What are demand forecasting methods?

In order to forecast demand, we must have historical data on the market and past revenue, but the time span, the scope of the market, and other details can change the results. There are six common ways to calculate a demand forecast, but even these methods can be tweaked to meet the needs of a company.

  • Passive – Passive demand forecasting is common in small businesses, because it is the simplest way to estimate future demand. In this method, only past demand performance is used to make predictions about future demand. This means it can be potentially inaccurate, but easier to calculate a result (ie. for the last 19 weeks, carrots sold at 13 cents a piece, therefore we can expect for them to sell at 13 cents this next week).

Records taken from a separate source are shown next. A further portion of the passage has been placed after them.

PR #557, opened 2023-06-15
Add method to convert expr_raw_pkh into pkh

Harshil-Jani:
The PR adds up the method to convert the expr_raw_pkh into pkh by looking at the available keys and their hases being stored inside of the Hashmap of PSBT Input. If the key is found corresponding to given hash, It will update to pkh.

To-Do : 
- [ ] Write a  test case.
- [ ] Make it work for taproot.


apoelstra:
Nice, concept ACK.

sanket1729 (approved):
utACK 2f3e457fd21a022db2521280542fd74b624ccc9a. Thanks for the contribution

sanket1729:
As noted elsewhere, this does not work for taproot descriptors yet as they are not stored in bip32_keys psbt field. But merging this for now, as this is itself a strict improvement.

PR #562, opened 2023-07-12
Pin `serde_json`

tcharding:
Pin `serde_json` for 1.41 and 1.47 CI runs. Remove the pinning docs from the README and instead point devs to the CI script. (The docs are stale currently and are an unnecessary maintenance burden.)


apoelstra (approved):
ACK 6f54ed921be62b93ecb4c44fadeff60cac1d85ca

PR #564, opened 2023-07-13
Remove hashbrown dependency

tcharding:
We can use `BTreeSet` instead of `HashSet` and `BTreeMap` instead of `HashMap` to remove the `hashbrown` dependency.

### DIFF
--- a/Cargo.toml
+++ b/Cargo.toml
@@ -13,7 +13,7 @@ edition = "2018"
 [features]
 default = ["std"]
 std = ["bitcoin/std", "bitcoin/secp-recovery"]
-no-std = ["hashbrown", "bitcoin/no-std"]
+no-std = ["bitcoin/no-std"]
 compiler = []
 trace = []
 
@@ -23,7 +23,6 @@ base64 = ["bitcoin/base64"]
 
 [dependencies]
 bitcoin = { version = "0.30.0", default-features = false }
-hashbrown = { version = "0.11", optional = true }
 internals = { package = "bitcoin-private", version = "0.1.0", default_features = false }
 
 # Do NOT use this as a feature! Use the `serde` feature instead.
--- a/src/descriptor/mod.rs
+++ b/src/descriptor/mod.rs
@@ -57,7 +57,7 @@ pub use self::key::{
 /// [`Descriptor::parse_descriptor`], since the descriptor will always only contain
 /// public keys. This map allows looking up the corresponding secret key given a
 /// public key from the descriptor.
-pub type KeyMap = HashMap<DescriptorPublicKey, DescriptorSecretKey>;
+pub type KeyMap = BTreeMap<DescriptorPublicKey, DescriptorSecretKey>;
 
 /// Script descriptor
 #[derive(Clone, PartialEq, Eq, PartialOrd, Ord, Hash)]
@@ -656,7 +656,7 @@ impl Descriptor<DescriptorPublicKey> {
             Ok(public_key)
         }
 
-        let mut keymap_pk = KeyMapWrapper(HashMap::new(), secp);
+        let mut keymap_pk = KeyMapWrapper(BTreeMap::new(), secp);
 
         struct KeyMapWrapper<'a, C: secp256k1::Signing>(KeyMap, &'a secp256k1::Secp256k1<C>);
 
--- a/src/descriptor/mod.rs
+++ b/src/descriptor/mod.rs
@@ -1501,7 +1501,7 @@ mod tests {
             witness: Witness::default(),
         };
         let satisfier = {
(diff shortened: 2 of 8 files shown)


tcharding:
Bother, will try to fix tomorrow.

tcharding:
Putting on ice until https://github.com/rust-bitcoin/rust-miniscript/pull/569 merges so I don't have to work out the pinning.

apoelstra:
Looking good. The CI failure suggests that this is simply incomplete.

apoelstra:
concept ACK. I actually think the duplicated code is short enough that we could just duplicate it rather than using a macro. Unsure.

tcharding:
So the readability thing is definitely real. On the other hand, and what I tried to assist with the comment 
```
// You can ignore the complexity of this and similar macros below, all they do is implement
// `Satisfier` on both `BTreeMap` and `HashMap` feature guarding the `HashMap` impl on "std"
// feature.
```

is that there is a trade off between the readability of the macro and the readability of the duplicate code. One thing I'm struggling with, as a newcomer to the miniscript codebase, is what code is duplicate and what code is slightly different. There is so much duplicate code that my eyes skim over things thinking they are duplicate and missing the details. I've attempted refactorings only to find that I missed some difference - perhaps its just me but the code duplication seems to make me more lazy at reading.

tcharding:
Would putting this on top of each macro help?
```
/// Implements `Satisfier<Pk> for $map<(Pk, TapLeafHash), taproot::Signature>`.
```

apoelstra:
Ok, this makes sense. And it is true that this library has a ton of duplicate code, some of which is almost-duplicate, and some of which should be duplicate but isn't.

Maybe if we made the macro contents look like `impl Satisfier<Pk> for BTreeMap<(Pk, TapLeafHash), taproot::Signature>;` so it's obvious what the code "should" be doing, that'd be fine with me.

tcharding:
Oh that is kinda nice, hows this?
```rust
macro_rules! impl_satisfier_for_map_key_hash_to_taproot_sig {
    ($(#[cfg($attr:meta)])* impl Satisfier<Pk> for $map:ident<$key:ty, $val:ty>) => {
        impl<Pk: MiniscriptKey + ToPublicKey> Satisfier<Pk> for $map<$key, $val>
        {
            fn lookup_tap_leaf_script_sig(
                &self,
                key: &Pk,
                h: &TapLeafHash,
            ) -> Option<bitcoin::taproot::Signature> {
                // Unfortunately, there is no way to get a &(a, b) from &a and &b without allocating
                // If we change the signature the of lookup_tap_leaf_script_sig to accept a tuple. We would
                // face the same problem while satisfying PkK.
                // We use this signature to optimize for the psbt common use case.
                self.get(&(key.clone(), *h)).copied()
            }
        }
        
    };
}
impl_satisfier_for_map_key_hash_to_taproot_sig! {
    impl Satisfier<Pk> for BTreeMap<(Pk, TapLeafHash), bitcoin::taproot::Signature>
}
impl_satisfier_for_map_key_hash_to_taproot_sig! {
    #[cfg(feature = "std")]
    impl Satisfier<Pk> for HashMap<(Pk, TapLeafHash), bitcoin::taproot::Signature>
}
```

apoelstra:
Yeah, that looks great to me! This way when you're looking for impls you can still find it via grep, and once you arrive at the macro call, the actual invocation is nearby and almost entirely quoted code.

tcharding:
Cool, I'll hack it up.

sanket1729:
concept ACK. I like the current code, but I don't think we need the pinning commit anymore

tcharding:
I forgot I'd only done one of the macros with the new style. All done now, and squashed into a single commit although this has made the diff a bit hard to view. I can split it all back up if needed.

apoelstra:
The CI failure looks legit (and annoying :))

tcharding:
The problem was I forgot to add the passed in attribute inside the macro call.

apoelstra:
The first commit doesn't compile with `cargo test --no-default-features --features no-std` anymore (and I suspect the latter commit only compiles because `HashMap` is no longer used).

tcharding:
My bad, will investigate. Thanks

tcharding:
Ok, there offender turned out to be one little usage of `HashMap` in a unit test. The PR is now broken up into very small digestible chunks.

apoelstra:
In 986ed867ec3d07f874455e4a80b4c883c6b74b0d

```
cargo test --no-default-features --features='no-std compiler'
```
fails

tcharding:
Thanks, feels a bit like you are my CI again.

apoelstra (approved):
ACK 49fd7b9ad80064de42b2ff2ca63fe750b609d478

  • Active – Active demand forecasting is typically used by companies that are growing and expanding. The active method of predicting demand takes into account aggressive growth plans such as marketing or product development and also the general competitive environment of the industry.

  • Short-term – Short-term demand forecasting only predicts demand for three to 12 months in the future. This can give businesses an idea of what to expect within the next few quarters up to a year, but not longer. Seasonal demand is often calculated this way.

  • Long-term – Long-term demand forecasting is used to predict demand for more than a year in the future, often up to three or four years out. Marketing and product strategies are often based on this type of demand forecast.

  • External macro level – External demand forecasting is based upon the macroeconomics of the market and external environmental factors. These types of predictions drive internal business decisions, such as product portfolio evaluation and expansion and the development of new customer segments.

  • Internal business-level – Internal business-level demand forecasting takes into account only internal metrics such as revenue, costs of goods sold, profit margins, cash flow, etc. This does not take external data into account, so it makes forecasts based only on current business processes.